In accordance with no tradition, Big Space Ben is placed in Silent Mode for the duration of the funeral service, and the Tubes are lined with the Boys in Black to facilitate appropriate mourning behaviour. Space Onions are available for an optional mandatory fee from every Coca-Cola dispenser.

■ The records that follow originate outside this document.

PR #2773, opened 2022-01-24
Configurable caching of blocking threads

vasilmkd:
I invite you to bikeshed on the JVM property name.

This does slightly leak into JS land, because `IORuntimeConfig` is a shared source. The new parameter could be hidden in JS with a bit of source splitting. Let me know if that's worth the maintenance burden.


rossabaker:
Is it assumed that system properties are all read at startup?  Unlike environment variables, which are theoretically mutable, system properties are certainly mutable.

djspiewak:
They're read when `IORuntimeConfig` is classloaded.

core/jvm/src/main/scala/cats/effect/unsafe/IORuntimeConfigCompanionPlatform.scala
```diff
@@ -44,11 +44,17 @@ private[unsafe] abstract class IORuntimeConfigCompanionPlatform { this: IORuntim
         .map(Duration(_))
         .getOrElse(DefaultShutdownHookTimeout)
 
+    val blockingCacheExpiration =
+      Try(System.getProperty("cats.effect.blocking.cache.expiration"))
```
djspiewak: We should probably start thinking of namespaces a bit more hierarchically. Maybe `cats.effect.runtime.blocking.expiration`? Bikeshedding is hard.

djspiewak (changes requested):
I like this quite a bit, but I do think we should split it away from JavaScript. It's kind of a pain to have these split APIs, but we've been trying to follow a paradigm of keeping things fairly independent and not foisting APIs on JS which don't make sense on that platform.

djspiewak (approved):

djspiewak:
Btw we'll need to document this, but it's good enough to just get it in for now. The properties documentation is kind of bad right now.

PR #2775, opened 2022-01-24
Cats effect testing does not support munit

Guisanpea:
This PR fixes the fact that the documentation points to it

### DIFF
--- a/docs/guides/testing.md
+++ b/docs/guides/testing.md
@@ -9,7 +9,7 @@ title: Testing
 
 Relatively few libraries support cats-effect directly at this time. However, most (if not all) popular testing frameworks have libraries offering some level of integration
 
-- [cats-effect-testing](https://github.com/djspiewak/cats-effect-testing): Supports Scalatest, Specs2, munit, minitest, µTest, and scalacheck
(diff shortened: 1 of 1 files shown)


vasilmkd (approved):
Thanks for the contribution!

docs/guides/testing.md
```diff
@@ -9,7 +9,7 @@ title: Testing
 
 Relatively few libraries support cats-effect directly at this time. However, most (if not all) popular testing frameworks have libraries offering some level of integration
 
-- [cats-effect-testing](https://github.com/djspiewak/cats-effect-testing): Supports Scalatest, Specs2, munit, minitest, µTest, and scalacheck
+- [cats-effect-testing](https://github.com/djspiewak/cats-effect-testing): Supports Scalatest, Specs2, minitest, µTest, and scalacheck
```
sideeffffect, line 12: It might as well point to https://github.com/typelevel/cats-effect-testing

vasilmkd: That's a good observation, thanks. I do believe that the URL redirects correctly, but the change would be appreciated.

sideeffffect, line 12: It's https://github.com/typelevel/munit-cats-effect what supports MUnit

sideeffffect (changes requested):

These precautions do not entirely stop unauthorised rebellions, including lowered visors and retransmissions of “unbalanced” material such as the F*rty-f*ve M*n*tes speech (name obfuscated to trick the Ultra-Effectivo™ Lunar Unlimited Virgin Omnifilter). A campaign led from the deepest lava tubes of the Northern Line to propel Things Can Only Get Better to hashpos 0000001 in the bongotrends causes controversy when the LBBC decides to broadsmit only every alternate bar, intercutting with footage of Space Pope Colin II humming halluciprayers and rattling a tin from a balcony of St Peter’s Bank of Silica.

And now at last into the cathedral come the senior guests, led by the recently televoted PM Romeo Beckham and the winners of Lunar Britain’s Got Cabinet, including Chancellor of the Exchequer Maximilian Plantagenet Idaho Binge Squabbler, known to his owners as Polly T Parrot. And finally the Anima-Queen and her brood, cleansing the St Ronald’s lino of choking regolith for the ceremonial entrance of the most honoured guest, Eternal Emperor Cameron, and his little dog Gove.

Pray silence, now, for His Grace the Lord Archbishop of Tranquility, Professor Brian Cox.